(Stored items):
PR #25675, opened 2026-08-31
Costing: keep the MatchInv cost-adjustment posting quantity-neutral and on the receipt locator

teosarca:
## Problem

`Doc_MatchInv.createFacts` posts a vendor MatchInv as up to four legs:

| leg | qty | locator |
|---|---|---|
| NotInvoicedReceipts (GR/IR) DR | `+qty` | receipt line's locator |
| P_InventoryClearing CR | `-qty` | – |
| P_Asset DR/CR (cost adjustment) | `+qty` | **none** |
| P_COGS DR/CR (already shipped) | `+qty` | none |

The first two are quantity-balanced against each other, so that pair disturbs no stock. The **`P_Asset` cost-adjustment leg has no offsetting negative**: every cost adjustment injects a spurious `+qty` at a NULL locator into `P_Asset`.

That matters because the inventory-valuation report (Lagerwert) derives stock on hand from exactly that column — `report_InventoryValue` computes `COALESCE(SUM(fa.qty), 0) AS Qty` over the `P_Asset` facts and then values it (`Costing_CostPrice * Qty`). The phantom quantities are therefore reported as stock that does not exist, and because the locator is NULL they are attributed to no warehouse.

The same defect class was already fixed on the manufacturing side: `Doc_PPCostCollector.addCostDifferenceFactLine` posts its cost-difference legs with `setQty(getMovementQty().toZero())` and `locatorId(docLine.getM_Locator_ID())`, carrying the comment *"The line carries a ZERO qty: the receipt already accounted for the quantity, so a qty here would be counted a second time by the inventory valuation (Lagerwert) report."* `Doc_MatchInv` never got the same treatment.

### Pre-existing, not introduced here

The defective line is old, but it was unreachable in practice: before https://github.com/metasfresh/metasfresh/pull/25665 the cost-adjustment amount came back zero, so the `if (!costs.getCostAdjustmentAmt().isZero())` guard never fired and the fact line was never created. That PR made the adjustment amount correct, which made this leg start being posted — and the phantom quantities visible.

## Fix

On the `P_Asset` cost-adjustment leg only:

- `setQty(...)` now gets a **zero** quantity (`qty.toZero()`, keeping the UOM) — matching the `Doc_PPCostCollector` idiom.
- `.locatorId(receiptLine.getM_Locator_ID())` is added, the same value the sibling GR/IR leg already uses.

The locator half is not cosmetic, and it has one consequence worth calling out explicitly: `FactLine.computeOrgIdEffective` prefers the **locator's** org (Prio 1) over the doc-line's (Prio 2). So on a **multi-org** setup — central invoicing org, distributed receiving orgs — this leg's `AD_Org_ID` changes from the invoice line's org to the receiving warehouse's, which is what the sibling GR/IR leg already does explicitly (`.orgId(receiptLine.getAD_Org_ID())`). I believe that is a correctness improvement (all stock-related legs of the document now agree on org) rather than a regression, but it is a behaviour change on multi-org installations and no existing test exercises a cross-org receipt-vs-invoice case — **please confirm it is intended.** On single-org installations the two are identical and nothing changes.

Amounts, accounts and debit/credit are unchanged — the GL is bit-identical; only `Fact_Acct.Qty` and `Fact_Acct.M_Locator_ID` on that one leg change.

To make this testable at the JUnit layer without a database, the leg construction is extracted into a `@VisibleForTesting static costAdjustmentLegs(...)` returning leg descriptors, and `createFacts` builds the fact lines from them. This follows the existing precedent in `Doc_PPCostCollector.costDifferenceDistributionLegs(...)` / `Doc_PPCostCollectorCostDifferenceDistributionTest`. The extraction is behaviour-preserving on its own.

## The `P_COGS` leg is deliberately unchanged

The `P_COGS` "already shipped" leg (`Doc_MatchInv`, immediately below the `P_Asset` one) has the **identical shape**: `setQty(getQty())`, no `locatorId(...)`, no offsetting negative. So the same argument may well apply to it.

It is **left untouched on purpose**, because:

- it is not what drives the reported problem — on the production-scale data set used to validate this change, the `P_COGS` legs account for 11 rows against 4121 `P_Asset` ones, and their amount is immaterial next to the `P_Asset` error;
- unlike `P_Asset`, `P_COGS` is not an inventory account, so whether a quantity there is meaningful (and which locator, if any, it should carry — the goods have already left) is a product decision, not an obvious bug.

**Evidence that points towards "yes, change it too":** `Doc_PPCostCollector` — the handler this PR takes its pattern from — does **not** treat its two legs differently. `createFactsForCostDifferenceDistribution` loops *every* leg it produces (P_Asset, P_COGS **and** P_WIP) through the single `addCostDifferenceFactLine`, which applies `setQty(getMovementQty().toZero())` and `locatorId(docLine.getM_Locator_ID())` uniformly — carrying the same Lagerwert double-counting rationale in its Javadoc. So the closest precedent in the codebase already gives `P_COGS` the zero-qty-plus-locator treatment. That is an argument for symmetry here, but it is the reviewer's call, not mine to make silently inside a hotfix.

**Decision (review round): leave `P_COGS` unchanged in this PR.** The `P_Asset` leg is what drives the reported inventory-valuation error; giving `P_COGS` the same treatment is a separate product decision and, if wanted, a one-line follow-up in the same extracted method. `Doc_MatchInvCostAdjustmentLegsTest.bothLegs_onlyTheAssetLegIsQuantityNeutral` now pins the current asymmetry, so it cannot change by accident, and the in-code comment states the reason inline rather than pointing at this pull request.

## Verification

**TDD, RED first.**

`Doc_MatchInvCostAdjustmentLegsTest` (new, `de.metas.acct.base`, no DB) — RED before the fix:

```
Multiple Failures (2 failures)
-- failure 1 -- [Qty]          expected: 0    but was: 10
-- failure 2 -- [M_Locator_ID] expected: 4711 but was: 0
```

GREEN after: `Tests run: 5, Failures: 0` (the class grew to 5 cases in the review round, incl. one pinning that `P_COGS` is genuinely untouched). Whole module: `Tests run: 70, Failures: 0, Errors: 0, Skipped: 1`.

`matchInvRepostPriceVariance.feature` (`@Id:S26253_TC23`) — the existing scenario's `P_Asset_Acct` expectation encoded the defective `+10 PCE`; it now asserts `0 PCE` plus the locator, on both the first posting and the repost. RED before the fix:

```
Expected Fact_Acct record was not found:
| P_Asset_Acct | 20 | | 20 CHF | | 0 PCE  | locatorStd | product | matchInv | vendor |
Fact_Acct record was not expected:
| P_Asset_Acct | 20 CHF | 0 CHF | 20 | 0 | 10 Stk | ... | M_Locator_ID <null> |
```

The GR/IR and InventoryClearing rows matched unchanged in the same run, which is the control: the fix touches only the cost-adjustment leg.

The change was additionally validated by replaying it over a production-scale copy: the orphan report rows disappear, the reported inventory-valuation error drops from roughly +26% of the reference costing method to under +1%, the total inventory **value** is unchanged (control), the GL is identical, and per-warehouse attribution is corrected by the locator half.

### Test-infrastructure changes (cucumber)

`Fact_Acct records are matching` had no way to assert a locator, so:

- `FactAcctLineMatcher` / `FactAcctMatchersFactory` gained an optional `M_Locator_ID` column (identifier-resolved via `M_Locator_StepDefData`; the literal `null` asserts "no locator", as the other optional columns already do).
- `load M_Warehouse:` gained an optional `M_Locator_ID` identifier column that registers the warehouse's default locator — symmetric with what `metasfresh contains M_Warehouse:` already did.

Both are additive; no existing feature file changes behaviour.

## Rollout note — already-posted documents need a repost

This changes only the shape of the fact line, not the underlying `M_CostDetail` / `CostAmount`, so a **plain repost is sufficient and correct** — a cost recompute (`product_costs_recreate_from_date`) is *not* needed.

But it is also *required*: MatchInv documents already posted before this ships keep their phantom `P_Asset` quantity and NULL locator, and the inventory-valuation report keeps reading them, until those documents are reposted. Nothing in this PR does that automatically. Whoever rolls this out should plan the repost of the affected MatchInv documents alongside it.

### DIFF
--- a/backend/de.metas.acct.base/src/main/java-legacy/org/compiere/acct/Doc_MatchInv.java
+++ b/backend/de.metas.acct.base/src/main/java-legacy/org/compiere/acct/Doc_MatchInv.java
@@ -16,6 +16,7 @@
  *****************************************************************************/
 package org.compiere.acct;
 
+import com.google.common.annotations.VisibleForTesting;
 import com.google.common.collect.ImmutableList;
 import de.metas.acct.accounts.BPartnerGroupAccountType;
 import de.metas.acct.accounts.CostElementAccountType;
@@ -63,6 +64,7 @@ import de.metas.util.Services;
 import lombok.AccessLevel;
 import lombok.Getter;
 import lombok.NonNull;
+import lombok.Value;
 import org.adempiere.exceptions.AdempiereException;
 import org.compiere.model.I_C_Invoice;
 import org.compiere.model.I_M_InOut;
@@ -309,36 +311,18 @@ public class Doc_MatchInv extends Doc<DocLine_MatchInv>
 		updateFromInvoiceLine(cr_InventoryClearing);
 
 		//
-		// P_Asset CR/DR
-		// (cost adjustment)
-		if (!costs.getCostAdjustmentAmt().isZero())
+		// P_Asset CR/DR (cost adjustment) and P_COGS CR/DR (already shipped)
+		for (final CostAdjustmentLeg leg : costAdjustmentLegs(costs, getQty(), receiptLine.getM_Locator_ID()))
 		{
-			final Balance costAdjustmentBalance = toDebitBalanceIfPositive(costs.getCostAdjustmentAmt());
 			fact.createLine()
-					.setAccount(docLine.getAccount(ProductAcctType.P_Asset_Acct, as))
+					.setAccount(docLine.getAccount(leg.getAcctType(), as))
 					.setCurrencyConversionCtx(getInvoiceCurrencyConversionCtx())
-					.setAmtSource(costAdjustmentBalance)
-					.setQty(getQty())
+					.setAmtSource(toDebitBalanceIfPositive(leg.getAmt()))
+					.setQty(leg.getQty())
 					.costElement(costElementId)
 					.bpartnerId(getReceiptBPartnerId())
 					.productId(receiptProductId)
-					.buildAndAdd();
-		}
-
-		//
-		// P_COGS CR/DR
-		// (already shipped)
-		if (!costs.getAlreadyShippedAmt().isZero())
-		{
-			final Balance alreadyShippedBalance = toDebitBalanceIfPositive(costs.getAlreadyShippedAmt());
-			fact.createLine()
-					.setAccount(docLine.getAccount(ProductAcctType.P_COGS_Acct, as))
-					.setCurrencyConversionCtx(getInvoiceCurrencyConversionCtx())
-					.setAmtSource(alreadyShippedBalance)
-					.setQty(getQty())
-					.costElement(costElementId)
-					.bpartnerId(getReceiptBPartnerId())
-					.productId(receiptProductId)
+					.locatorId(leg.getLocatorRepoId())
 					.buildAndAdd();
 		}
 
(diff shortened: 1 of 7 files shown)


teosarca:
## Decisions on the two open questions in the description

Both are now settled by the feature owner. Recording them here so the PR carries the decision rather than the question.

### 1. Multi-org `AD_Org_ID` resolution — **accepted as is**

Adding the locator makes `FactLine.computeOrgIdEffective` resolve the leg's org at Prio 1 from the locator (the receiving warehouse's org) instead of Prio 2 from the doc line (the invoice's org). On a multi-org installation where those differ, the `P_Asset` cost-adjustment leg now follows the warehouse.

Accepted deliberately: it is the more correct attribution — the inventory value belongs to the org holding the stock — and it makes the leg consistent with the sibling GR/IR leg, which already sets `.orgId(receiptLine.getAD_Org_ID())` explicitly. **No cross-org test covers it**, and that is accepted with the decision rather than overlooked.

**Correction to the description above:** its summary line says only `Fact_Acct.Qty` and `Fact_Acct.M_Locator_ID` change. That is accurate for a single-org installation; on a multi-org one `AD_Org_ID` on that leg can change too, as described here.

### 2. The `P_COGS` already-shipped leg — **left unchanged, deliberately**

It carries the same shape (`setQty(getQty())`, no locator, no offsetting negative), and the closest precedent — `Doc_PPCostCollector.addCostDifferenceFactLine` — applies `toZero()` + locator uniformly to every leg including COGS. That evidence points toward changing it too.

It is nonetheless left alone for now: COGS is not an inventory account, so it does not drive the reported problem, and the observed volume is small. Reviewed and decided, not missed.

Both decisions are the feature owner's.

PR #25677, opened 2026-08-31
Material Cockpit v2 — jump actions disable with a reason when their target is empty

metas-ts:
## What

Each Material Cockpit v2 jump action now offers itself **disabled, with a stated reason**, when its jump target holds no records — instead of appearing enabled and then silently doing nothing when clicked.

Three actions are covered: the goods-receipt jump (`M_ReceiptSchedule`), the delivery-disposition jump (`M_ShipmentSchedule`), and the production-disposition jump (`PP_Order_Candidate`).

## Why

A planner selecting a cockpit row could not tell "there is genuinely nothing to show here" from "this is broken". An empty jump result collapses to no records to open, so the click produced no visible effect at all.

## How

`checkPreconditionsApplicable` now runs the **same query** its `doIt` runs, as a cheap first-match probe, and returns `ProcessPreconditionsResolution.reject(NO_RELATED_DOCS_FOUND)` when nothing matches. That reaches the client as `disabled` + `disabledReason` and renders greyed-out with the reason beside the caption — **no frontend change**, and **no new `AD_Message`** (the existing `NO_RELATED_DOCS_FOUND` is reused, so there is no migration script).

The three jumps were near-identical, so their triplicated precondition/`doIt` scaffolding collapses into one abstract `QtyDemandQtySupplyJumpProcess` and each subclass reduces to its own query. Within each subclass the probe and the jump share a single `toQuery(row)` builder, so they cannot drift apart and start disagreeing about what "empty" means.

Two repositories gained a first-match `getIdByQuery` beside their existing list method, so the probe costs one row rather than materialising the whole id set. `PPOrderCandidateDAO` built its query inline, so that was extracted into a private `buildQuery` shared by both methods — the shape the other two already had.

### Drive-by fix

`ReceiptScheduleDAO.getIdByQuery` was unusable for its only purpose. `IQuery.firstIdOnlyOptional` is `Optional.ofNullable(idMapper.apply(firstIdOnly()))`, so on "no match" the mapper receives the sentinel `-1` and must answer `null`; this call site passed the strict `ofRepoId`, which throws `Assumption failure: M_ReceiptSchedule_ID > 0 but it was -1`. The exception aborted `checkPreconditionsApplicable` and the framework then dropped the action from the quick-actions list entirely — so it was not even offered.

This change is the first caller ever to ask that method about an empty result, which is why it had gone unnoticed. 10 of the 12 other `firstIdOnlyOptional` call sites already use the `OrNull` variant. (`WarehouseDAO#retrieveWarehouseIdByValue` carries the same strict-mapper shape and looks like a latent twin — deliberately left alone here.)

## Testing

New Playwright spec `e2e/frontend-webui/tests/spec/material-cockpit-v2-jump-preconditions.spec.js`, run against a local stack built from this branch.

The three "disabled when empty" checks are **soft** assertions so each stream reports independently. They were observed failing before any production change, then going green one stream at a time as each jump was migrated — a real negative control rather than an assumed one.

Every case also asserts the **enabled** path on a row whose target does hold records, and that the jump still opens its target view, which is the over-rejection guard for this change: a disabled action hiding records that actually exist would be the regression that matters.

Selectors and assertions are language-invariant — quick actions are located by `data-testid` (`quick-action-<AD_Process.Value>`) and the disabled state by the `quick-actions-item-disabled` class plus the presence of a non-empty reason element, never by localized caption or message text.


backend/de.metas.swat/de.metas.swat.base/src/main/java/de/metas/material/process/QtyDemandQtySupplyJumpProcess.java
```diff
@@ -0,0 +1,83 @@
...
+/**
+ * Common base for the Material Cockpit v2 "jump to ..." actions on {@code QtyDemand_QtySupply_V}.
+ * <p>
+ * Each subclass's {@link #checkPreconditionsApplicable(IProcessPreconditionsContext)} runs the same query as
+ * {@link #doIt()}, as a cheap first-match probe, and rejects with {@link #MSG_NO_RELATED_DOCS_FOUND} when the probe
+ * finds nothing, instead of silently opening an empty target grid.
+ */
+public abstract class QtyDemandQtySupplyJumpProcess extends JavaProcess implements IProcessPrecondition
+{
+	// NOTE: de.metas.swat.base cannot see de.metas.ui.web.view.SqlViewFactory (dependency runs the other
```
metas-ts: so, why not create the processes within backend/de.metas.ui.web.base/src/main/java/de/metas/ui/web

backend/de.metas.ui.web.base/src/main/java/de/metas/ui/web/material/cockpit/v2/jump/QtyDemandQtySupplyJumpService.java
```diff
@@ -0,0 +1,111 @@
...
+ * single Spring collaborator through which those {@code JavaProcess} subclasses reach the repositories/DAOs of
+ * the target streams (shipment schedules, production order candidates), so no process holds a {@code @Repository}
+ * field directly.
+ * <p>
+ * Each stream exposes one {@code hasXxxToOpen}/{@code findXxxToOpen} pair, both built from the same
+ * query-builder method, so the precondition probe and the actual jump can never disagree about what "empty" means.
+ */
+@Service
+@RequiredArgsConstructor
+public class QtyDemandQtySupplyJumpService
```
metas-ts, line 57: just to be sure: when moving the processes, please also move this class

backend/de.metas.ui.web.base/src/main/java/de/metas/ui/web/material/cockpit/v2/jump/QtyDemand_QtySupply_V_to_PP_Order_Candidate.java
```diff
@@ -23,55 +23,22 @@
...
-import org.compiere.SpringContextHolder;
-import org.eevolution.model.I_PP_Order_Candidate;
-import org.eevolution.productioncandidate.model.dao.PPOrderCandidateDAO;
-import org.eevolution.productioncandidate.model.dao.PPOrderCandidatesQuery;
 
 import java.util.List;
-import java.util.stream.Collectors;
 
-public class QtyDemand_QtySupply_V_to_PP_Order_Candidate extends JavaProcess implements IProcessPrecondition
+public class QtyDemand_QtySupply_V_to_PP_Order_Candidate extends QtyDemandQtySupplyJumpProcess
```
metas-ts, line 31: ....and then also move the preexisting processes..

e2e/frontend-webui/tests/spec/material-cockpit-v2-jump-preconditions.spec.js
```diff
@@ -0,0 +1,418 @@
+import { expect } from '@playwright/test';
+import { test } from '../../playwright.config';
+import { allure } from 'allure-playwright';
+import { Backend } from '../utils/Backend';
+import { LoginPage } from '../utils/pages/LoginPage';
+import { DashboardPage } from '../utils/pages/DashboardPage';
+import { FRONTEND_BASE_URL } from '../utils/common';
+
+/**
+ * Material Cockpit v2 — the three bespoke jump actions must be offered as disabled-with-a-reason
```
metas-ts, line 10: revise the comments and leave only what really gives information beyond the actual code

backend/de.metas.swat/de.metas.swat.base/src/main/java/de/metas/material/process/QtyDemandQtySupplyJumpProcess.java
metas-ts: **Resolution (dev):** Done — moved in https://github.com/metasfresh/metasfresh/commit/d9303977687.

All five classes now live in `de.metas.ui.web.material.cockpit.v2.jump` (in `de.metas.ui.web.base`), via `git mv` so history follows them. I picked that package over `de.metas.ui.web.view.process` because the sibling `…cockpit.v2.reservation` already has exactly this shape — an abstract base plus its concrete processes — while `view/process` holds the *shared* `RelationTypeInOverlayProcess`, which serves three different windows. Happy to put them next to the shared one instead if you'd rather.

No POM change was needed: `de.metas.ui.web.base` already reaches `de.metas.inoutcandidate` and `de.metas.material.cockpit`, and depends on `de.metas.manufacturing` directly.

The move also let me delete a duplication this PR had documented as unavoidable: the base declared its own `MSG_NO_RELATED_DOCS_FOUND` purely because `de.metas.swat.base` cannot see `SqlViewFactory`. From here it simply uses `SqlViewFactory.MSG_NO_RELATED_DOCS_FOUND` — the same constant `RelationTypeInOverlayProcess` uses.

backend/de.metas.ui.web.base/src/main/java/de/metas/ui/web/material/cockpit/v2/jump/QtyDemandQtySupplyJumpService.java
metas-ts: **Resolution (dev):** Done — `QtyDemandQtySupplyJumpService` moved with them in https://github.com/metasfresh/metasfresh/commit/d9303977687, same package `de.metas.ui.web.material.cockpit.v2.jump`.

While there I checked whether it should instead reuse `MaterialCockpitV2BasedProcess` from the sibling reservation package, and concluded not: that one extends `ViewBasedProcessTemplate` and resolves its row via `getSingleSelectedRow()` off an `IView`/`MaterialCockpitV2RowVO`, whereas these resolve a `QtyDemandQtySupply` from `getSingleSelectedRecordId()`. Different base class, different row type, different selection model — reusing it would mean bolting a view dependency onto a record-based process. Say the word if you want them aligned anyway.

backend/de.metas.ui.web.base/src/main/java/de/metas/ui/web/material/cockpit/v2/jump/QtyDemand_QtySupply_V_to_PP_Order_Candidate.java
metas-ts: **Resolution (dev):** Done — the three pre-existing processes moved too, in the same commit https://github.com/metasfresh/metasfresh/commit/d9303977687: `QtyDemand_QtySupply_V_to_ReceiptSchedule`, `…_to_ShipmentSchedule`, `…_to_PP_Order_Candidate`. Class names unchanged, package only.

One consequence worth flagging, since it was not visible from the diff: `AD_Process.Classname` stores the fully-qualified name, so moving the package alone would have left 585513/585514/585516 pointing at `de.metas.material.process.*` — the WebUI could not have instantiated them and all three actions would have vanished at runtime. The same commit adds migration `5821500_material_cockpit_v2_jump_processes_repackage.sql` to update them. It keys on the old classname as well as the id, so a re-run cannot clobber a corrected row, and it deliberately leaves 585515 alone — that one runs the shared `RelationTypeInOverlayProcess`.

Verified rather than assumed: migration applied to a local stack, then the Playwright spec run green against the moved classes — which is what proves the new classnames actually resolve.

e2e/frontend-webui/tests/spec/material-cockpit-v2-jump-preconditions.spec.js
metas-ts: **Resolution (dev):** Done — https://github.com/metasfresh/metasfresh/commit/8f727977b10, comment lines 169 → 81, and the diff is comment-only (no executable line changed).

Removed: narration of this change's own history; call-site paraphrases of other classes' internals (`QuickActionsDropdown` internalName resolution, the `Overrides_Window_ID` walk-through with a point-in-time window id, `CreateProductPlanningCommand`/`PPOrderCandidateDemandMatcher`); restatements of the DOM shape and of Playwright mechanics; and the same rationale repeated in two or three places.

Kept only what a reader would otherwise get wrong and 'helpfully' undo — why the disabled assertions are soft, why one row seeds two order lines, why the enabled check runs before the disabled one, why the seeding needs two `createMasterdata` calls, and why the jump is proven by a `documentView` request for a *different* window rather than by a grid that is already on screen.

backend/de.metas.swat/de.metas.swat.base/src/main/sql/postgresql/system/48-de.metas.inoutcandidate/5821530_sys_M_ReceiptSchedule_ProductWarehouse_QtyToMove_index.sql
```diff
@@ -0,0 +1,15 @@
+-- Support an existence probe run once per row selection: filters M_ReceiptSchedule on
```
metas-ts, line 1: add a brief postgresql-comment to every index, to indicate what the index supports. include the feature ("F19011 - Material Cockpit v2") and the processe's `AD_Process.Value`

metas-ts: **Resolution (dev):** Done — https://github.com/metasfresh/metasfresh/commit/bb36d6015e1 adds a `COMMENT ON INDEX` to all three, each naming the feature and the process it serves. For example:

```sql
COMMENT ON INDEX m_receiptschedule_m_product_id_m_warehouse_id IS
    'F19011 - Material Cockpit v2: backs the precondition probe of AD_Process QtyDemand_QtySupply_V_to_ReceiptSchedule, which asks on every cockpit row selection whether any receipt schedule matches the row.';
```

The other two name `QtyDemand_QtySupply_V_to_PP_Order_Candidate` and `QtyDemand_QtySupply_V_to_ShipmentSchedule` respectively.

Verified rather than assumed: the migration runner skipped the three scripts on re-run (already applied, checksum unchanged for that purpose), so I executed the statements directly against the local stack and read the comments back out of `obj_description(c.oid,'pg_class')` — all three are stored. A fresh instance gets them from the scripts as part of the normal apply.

(AIM OF THE EXERCISE): With the line containing "### Pre-existing, not introduced here" as the last one, please set down exactly the lines of the records above from their very first line, and nothing more.

(ANSWER SPACE):
PR #25675, opened 2026-08-31
Costing: keep the MatchInv cost-adjustment posting quantity-neutral and on the receipt locator

teosarca:
## Problem

`Doc_MatchInv.createFacts` posts a vendor MatchInv as up to four legs:

| leg | qty | locator |
|---|---|---|
| NotInvoicedReceipts (GR/IR) DR | `+qty` | receipt line's locator |
| P_InventoryClearing CR | `-qty` | – |
| P_Asset DR/CR (cost adjustment) | `+qty` | **none** |
| P_COGS DR/CR (already shipped) | `+qty` | none |

The first two are quantity-balanced against each other, so that pair disturbs no stock. The **`P_Asset` cost-adjustment leg has no offsetting negative**: every cost adjustment injects a spurious `+qty` at a NULL locator into `P_Asset`.

That matters because the inventory-valuation report (Lagerwert) derives stock on hand from exactly that column — `report_InventoryValue` computes `COALESCE(SUM(fa.qty), 0) AS Qty` over the `P_Asset` facts and then values it (`Costing_CostPrice * Qty`). The phantom quantities are therefore reported as stock that does not exist, and because the locator is NULL they are attributed to no warehouse.

The same defect class was already fixed on the manufacturing side: `Doc_PPCostCollector.addCostDifferenceFactLine` posts its cost-difference legs with `setQty(getMovementQty().toZero())` and `locatorId(docLine.getM_Locator_ID())`, carrying the comment *"The line carries a ZERO qty: the receipt already accounted for the quantity, so a qty here would be counted a second time by the inventory valuation (Lagerwert) report."* `Doc_MatchInv` never got the same treatment.

### Pre-existing, not introduced here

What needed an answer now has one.